MRC-University of Glasgow Centre for Virus Research, Glasgow, Scotland, UK.
BMC Bioinformatics. 2018 Dec 18;19(1):532. doi: 10.1186/s12859-018-2459-9.
Virus genome sequences, generated in ever-higher volumes, can provide new scientific insights and inform our responses to epidemics and outbreaks. To facilitate interpretation, such data must be organised and processed within scalable computing resources that encapsulate virology expertise. GLUE (Genes Linked by Underlying Evolution) is a data-centric bioinformatics environment for building such resources. The GLUE core data schema organises sequence data along evolutionary lines, capturing not only nucleotide data but associated items such as alignments, genotype definitions, genome annotations and motifs. Its flexible design emphasises applicability to different viruses and to diverse needs within research, clinical or public health contexts.
HCV-GLUE is a case study GLUE resource for hepatitis C virus (HCV). It includes an interactive public web application providing sequence analysis in the form of a maximum-likelihood-based genotyping method, antiviral resistance detection and graphical sequence visualisation. HCV sequence data from GenBank is categorised and stored in a large-scale sequence alignment which is accessible via web-based queries. Whereas this web resource provides a range of basic functionality, the underlying GLUE project can also be downloaded and extended by bioinformaticians addressing more advanced questions.
GLUE can be used to rapidly develop virus sequence data resources with public health, research and clinical applications. This streamlined approach, with its focus on reuse, will help realise the full value of virus sequence data.
病毒基因组序列的数量不断增加,为我们提供了新的科学见解,并指导我们应对疫情和爆发。为了便于解释,此类数据必须在可扩展的计算资源中进行组织和处理,这些资源包含病毒学专业知识。GLUE(通过潜在进化联系的基因)是一个用于构建此类资源的数据中心型生物信息学环境。GLUE 核心数据模式沿着进化线组织序列数据,不仅捕获核苷酸数据,还捕获了诸如比对、基因型定义、基因组注释和基序等相关项。其灵活的设计强调了它对不同病毒的适用性以及在研究、临床或公共卫生环境中的不同需求。

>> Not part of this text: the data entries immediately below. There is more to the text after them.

Issue #2224, opened 2020-06-04
[cli] list/checkboxes broken with multiline choices


quinlanj:
# problem
inquirer breaks with a long multiline list. This is affecting users especially with credential related actions. here is a gif scrolling through a list with 200 multiline options - notice there are no cursors and it skips a huge chunk of choices.

![ezgif-6-95afd84c78d2](https://user-images.githubusercontent.com/6380927/83701709-67617c00-a5bf-11ea-9733-6741bd19cbe4.gif)

# todo

- [ ] bump inquirer once https://github.com/SBoudrias/Inquirer.js/pull/928 lands and is published

EvanBacon:
We no longer use inquirer for this.

Issue #2016, opened 2020-04-28
update react-dev-utils


EvanBacon:
fix https://github.com/expo/expo-cli/issues/1004

brentvatne:
it looks like we're using the latest version of react-dev-utils at the time of writing this - 10.2.1

Issue #1004, opened 2019-09-17
expo start hangs when opening browser, ignores all input and options


jessegranger:
## Description

expo start hangs, never opens the DevTools in the browser, ignores all input arguments.

## Expected Behavior

What actions did I perform?

`> expo init blank-template`, then choose a `Blank Template`.

In the resulting directory that is created:

`> expo start`

What did I expect?

I expect the packager to start, and for the dev tools to open in default browser (Firefox).

Or, an error, if there is some system mis-configuration.

## Observed Behavior

```
> expo start
Starting project at /xxx/blank-template
Expo DevTools is running at http://localhost:19002
Opening DevTools in the browser... (press shift-d to disable)
# expo hangs here forever, no browser is ever opened
# if you manually open a browser and go to http://localhost:19002, it never responds
# pressing shift-d has no effect (prints D in the console, but does not un-hang)
^C
Stopping packager...
Packager stopped.
# Now, the browser opens a new tab with the DevTools url but it is already down
```

Passing options like `--https`, are ignored.
```
> expo start --https
Starting project at /xxx/blank-template
Expo DevTools is running at http://localhost:19002
Opening DevTools in the browser... (press shift-d to disable)
^C
```

Same output when passing any of the options listed in `expo start --help`.
Eg, passing `--tunnel`, `--lan`, or `--localhost`, all just open on `http://localhost:19002`.
No effect from using `--dev`, `--no-dev`, `--https`, `--no-https`, `-a`, `-i`, `-w`, `-c`, `--web-only`, none of these have any effect.

## Environment

```
> expo diagnostics

  Expo CLI 3.0.10 environment info:
    System:
      OS: macOS 10.14.6
      Shell: 3.0.2 - /usr/local/bin/fish
    Binaries:
      Node: 12.10.0 - /usr/local/bin/node
      npm: 6.10.3 - /usr/local/bin/npm
    IDEs:
      Android Studio: 3.5 AI-191.8026.42.35.5791312
      Xcode: 10.3/10G8 - /usr/bin/xcodebuild
    npmPackages:
      expo: ^34.0.1 => 34.0.4
      react: 16.8.3 => 16.8.3
      react-native: https://github.com/expo/react-native/archive/sdk-34.0.0.tar.gz => 0.59.8
    npmGlobalPackages:
      expo-cli: 3.0.10
```

Default browser is Firefox (69.0).

I tried using bash shell, I tried removing ~/.expo, neither had any effect.

## Reproducible Demo

[...]

PR #2337, opened 2020-07-02
[cli][xdl] bump inquirer

quinlanj:
# why
bump inquirer to fix some problems we were experiencing 
fixes https://github.com/expo/expo-cli/issues/2224

# breaking changes
afaik the bump from 5.2.0 to 7.3.0 doesn't affect us. The breaking changes include:

- Update to Rx.js v6
- Dropping support for Node 6

For more details, see these  inquirer [release notes](https://github.com/SBoudrias/Inquirer.js/releases?after=%40inquirer%2Fcore%400.0.8-alpha.0)

# manual tests
- ran a couple of expo cli commands that have prompts in them to do a quick sanity check

### DIFF
--- a/packages/expo-cli/package.json
+++ b/packages/expo-cli/package.json
@@ -90,7 +90,7 @@
     "glob": "7.1.6",
     "got": "^11.1.4",
     "indent-string": "4.0.0",
-    "inquirer": "5.2.0",
+    "inquirer": "7.3.0",
     "invariant": "2.2.4",
     "klaw-sync": "6.0.0",
     "leven": "^3.1.0",
--- a/packages/xdl/package.json
+++ b/packages/xdl/package.json
@@ -61,7 +61,7 @@
     "hashids": "1.1.4",
     "idx": "2.4.0",
     "indent-string": "3.2.0",
-    "inquirer": "5.2.0",
+    "inquirer": "7.3.0",
     "internal-ip": "4.3.0",
     "invariant": "2.2.4",
     "js-yaml": "^3.13.1",
--- a/yarn.lock
+++ b/yarn.lock
@@ -6557,6 +6557,14 @@ chalk@^4.0.0:
     ansi-styles "^4.1.0"
     supports-color "^7.1.0"
 
+chalk@^4.1.0:
+  version "4.1.0"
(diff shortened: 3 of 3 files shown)


fson:
My only concern is that the version bump is going to cause a major regression in our installation size, because `react-dev-tools` still depends on an older version of `inquirer`, so we end up depending on both.

`yarn why inquirer` shows both this:
```
=> Found "inquirer@7.0.4"
info Has been hoisted to "inquirer"
info Reasons this module exists
   - "workspace-aggregator-c7915d7a-6a15-4094-ae38-e5832b4eb142" depends on it
   - Hoisted from "_project_#eslint#inquirer"
   - Hoisted from "_project_#@expo#webpack-config#react-dev-utils#inquirer"
info Disk size without dependencies: "448KB"
info Disk size with unique dependencies: "22.8MB"
info Disk size with transitive dependencies: "24.05MB"
```
and this:
```
=> Found "expo-cli#inquirer@7.3.0"
info This module exists because "_project_#expo-cli" depends on it.
info Disk size without dependencies: "216KB"
info Disk size with unique dependencies: "22.57MB"
info Disk size with transitive dependencies: "23.82MB"
```
(the other versions are from `devDependencies` so they shouldn't have an effect).

As you can see, inquirer is ~24MB unpacked. Most of that, ~17MB of that comes from `rxjs`, and since `inquirer` bumped the `rxjs` version, we would depend on two versions of `rxjs` after this change.

Solutions:
- as a long term solution to these problems, we're in the process of moving away from `inquirer`, see https://github.com/expo/expo-cli/issues/1983. Maybe let's see if we can move the problematic lists to use `prompts` already? [`prompts.ts`](https://github.com/expo/expo-cli/blob/553eb01540554070c2e8b3894dbb4314ba2cb484/packages/expo-cli/src/prompts.ts) is a replacement for `prompts.ts` that @byCedric added that uses `prompts` instead of `inquirer`.
- alternatively, as an interim solution, we could send a PR to bump inquirer to `7.3.0` in [`react-dev-utils`](https://github.com/facebook/create-react-app/blob/2da5517689b7510ff8d8b0148ce372782cb285d7/packages/react-dev-utils/package.json#L69) and bump our `react-dev-utils` version (this is on our TODO list anyway, #2016, since it also has a fix for #1004) so that the same version is used in both.

EvanBacon:
Opened a PR to replace inquirer with prompts in create-react-app https://github.com/facebook/create-react-app/pull/10083

PR #2353, opened 2020-07-13
[expo-cli] Show longer release channel names

Foosballfan:
Make the channel column a 'big cell' to show longer channel names


byCedric:
@brentvatne Charles and I chatted about this on Slack, the reason for this is because a small column is 13 characters (15, -2x `|`). If you use something like `production-1.x.x`, it doesn't fit in that header and everything is truncated to `production-1...` which makes it fairly useless.

brentvatne:
heads up @quinlanj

HCV-GLUE 是针对丙型肝炎病毒(HCV)的案例研究 GLUE 资源。它包括一个交互式公共网络应用程序,以基于最大似然的基因分型方法、抗病毒药物耐药性检测和图形序列可视化的形式提供序列分析。来自 GenBank 的 HCV 序列数据经过分类和存储在大规模序列比对中,可以通过基于网络的查询访问。虽然这个网络资源提供了一系列基本功能,但底层的 GLUE 项目也可以被生物信息学家下载和扩展,以解决更高级的问题。
GLUE 可用于快速开发具有公共卫生、研究和临床应用的病毒序列数据资源。这种简化的方法侧重于重用,将有助于充分发挥病毒序列数据的价值。